Reading the suggested link:

https://www.freebsd.org/platforms/index.html

i386 seems Tier 1.

So why this fetch errors?


----------



## SirDice (Nov 2, 2020)

> 12-2-RELEASE i386 is still upgradable via freebsd-update?


It should, yes. As far as I know there are only problems with the Beaglebone images, those have been pulled. 

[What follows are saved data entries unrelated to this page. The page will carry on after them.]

PR #4831, opened 2019-08-28
Add Markdown directive to GraphQL

AugustMiller:
This is my first time using GraphQL, and first time looking into its internals… so this is mostly a clone of the FormatDateTime directive.

It appears to work as intended, with arguments documented for auto-completion in the IDE.

Let me know if this is useful, or if it needs to be reworked!


andris-sevcenko:
@brandonkelly is [right](https://github.com/craftcms/cms/issues/4832#issuecomment-525940765) and Craft GraphQL API could benefit from small and simple directives. Nobody is forcing anyone to use them in environments where they are not supported.

PR #4833, opened 2019-08-28
Feature/graphql console command

khalwat:
Adds two console commands:

- `graphql/dump-schema`   Dump out a given GraphQL schema to a file
- `graphql/print-schema`  Print out a given GraphQL schema

Both operate on either the currently active schema, or fall back on the public schema. You can also pass a `token` parameter in to designate a schema by token:

```
--token: string
  The token to look up to determine the appropriate GraphQL schema
```

e.g.:

```
graphql/dump-schema --token=woof
```

This is especially useful for IDE auto-completion of GraphQL schemas.


lukeholder:
@khalwat general config file deleted?

PR #10169, opened 2021-11-26
Remove buttons

gcamacho079:
### Description
Darken color of remove buttons for relational field types and clear date for post/expiry fields. Add additional sr-only text to remove buttons for additional context.


brandonkelly:
That seems a little harsh:

CleanShot 2021-11-27 at 06 17 34@2x

If I’m reading [Understanding Success Criterion 1.4.11: Non-text Contrast](https://www.w3.org/WAI/WCAG21/Understanding/non-text-contrast.html) right, we just need a 3:1 contrast ratio for these. Going with `$grey400` (`#7B8793`) would give us a 3.4:1 here (and even 3.09:1 against the , so we can probably go with that?

CleanShot 2021-11-27 at 06 30 35@2x

Just pushed a commit that applies that color to all UI control icons, as well as tweaked button icon colors a bit. Let me know if that looks good to you.

gcamacho079:
Looks good @brandonkelly , that does indeed meet the Non-text Contrast criterion. Thanks for hitting all those other icon colors in the process! 🙌🏼

brandonkelly:
Sweet! Merged.

PR #10180, opened 2021-11-29
`tsconfig.json` in root of repo

nfourtythree:
Move the `tsconfig` extension to the root to avoid multiple duplicate files.


timkelty (approved):
Worked in vscode!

I don't have i386 systems to test it myself. The message may just be a red herring though. If there's a connection error somewhere at the start you always get this message, regardless of the reason.


----------



## a6h (Nov 2, 2020)

01. `freebsd-version -kru`
02. Output? 
03. `freebsd-update fetch install`
04. `freebsd-version -kru`
05. Output? 
06. `freebsd-update -r RELEASE-12.2 upgrade`
07. Result?
08. Comment out src option from /etc/freebsd-update.conf i.e. `Components src world kernel` => `Components world kernel`
09. `freebsd-update -r RELEASE-12.2 upgrade`
10. Result?


----------



## SirDice (Nov 2, 2020)

getopt said:


> Now it happened that some of this changes were leaked into RELEASE-12.2 so that these CPUTYPES cannot be upgraded until this bug is fixed.


i386 in the context of the message the OP posted refers to the 32 bit install, not an actual CPU type (The 80386 was already dropped quite some time ago).


----------



## piggy (Nov 2, 2020)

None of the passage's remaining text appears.